WORK REQUEST >> Nothing but the data itself, reproduced exactly, is the expected answer.

== RECORDS

PR #2095, opened 2024-01-16
feat(lucide-icons): upgrade Lucide icons to the latest version

alantoa:
## Why  

Currently, the Tamagui icons version is lagging behind the Lucide icons. Sometimes, when I search for an icon on the Lucide website and try to use it in Tamagui, I find that Tamagui does not have them. So I created a PR for it.

## How 

- Due to the modification of the Lucide icons folder in the new version, I have updated the `lucideIconsDir` location in the `lucide-icons/bin/build.js` file.
- Run `yarn generate` and `yarn build`.
- Then I ran the command `npx @biomejs/biome format --write ./` to format all files in the `lucide-icons` folder, following the `biome.json` config.

## Test  

I have tested the `site` project, and it now has the new icons from Lucide.

|  Before  | After  |
|  ----  | ----  |
| CleanShot 2024-01-16 at 18 13 50@2x  | image |


natew:
Thanks Alan, lgtm.

PR #2104, opened 2024-01-18
feat(select): add focus ring

TheEhsanSarshar:


packages/select/src/SelectItem.tsx
```diff
@@ -189,10 +189,17 @@ export const SelectItem = ListItemFrame.styleable<SelectItemProps>(
...
               hoverTheme: true,
-              focusTheme: true,
               cursor: 'default',
               outlineWidth: 0,
               size,
+              focusStyle: {
+                outlineOffset: -2,
+                outlineWidth: 2,
+                outlineStyle: 'solid',
+                outlineColor: '$color7',
```
natew, line 199: we avoid specific colors for now, but we havent added `outlineColor` to the tamagui themes. We should do that and set it to color7, then use it in all the variants really.

Issue #2118, opened 2024-01-20
Dialog: `trapFocus`  forces element to always be focused


ArthurYidi:
### Current Behavior

`trapFocus` force elements to alway be focused. It should only trap the focus for elements inside the dialog.

### Expected Behavior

====

EXPECTED ANSWER >>
PR #2095, opened 2024-01-16
feat(lucide-icons): upgrade Lucide icons to the latest version

alantoa:
## Why  

Currently, the Tamagui icons version is lagging behind the Lucide icons. Sometimes, when I search for an icon on the Lucide website and try to use it in Tamagui, I find that Tamagui does not have them. So I created a PR for it.

## How 

- Due to the modification of the Lucide icons folder in the new version, I have updated the `lucideIconsDir` location in the `lucide-icons/bin/build.js` file.
- Run `yarn generate` and `yarn build`.
- Then I ran the command `npx @biomejs/biome format --write ./` to format all files in the `lucide-icons` folder, following the `biome.json` config.

## Test  

I have tested the `site` project, and it now has the new icons from Lucide.

|  Before  | After  |
|  ----  | ----  |
| CleanShot 2024-01-16 at 18 13 50@2x  | image |


natew:
Thanks Alan, lgtm.

PR #2104, opened 2024-01-18
feat(select): add focus ring

TheEhsanSarshar:


packages/select/src/SelectItem.tsx
```diff
@@ -189,10 +189,17 @@ export const SelectItem = ListItemFrame.styleable<SelectItemProps>(
...
               hoverTheme: true,
-              focusTheme: true,
               cursor: 'default',
               outlineWidth: 0,
               size,
+              focusStyle: {
+                outlineOffset: -2,
+                outlineWidth: 2,
+                outlineStyle: 'solid',
+                outlineColor: '$color7',
```
natew, line 199: we avoid specific colors for now, but we havent added `outlineColor` to the tamagui themes. We should do that and set it to color7, then use it in all the variants really.

Issue #2118, opened 2024-01-20
Dialog: `trapFocus`  forces element to always be focused


ArthurYidi:
### Current Behavior

`trapFocus` force elements to alway be focused. It should only trap the focus for elements inside the dialog.

### Expected Behavior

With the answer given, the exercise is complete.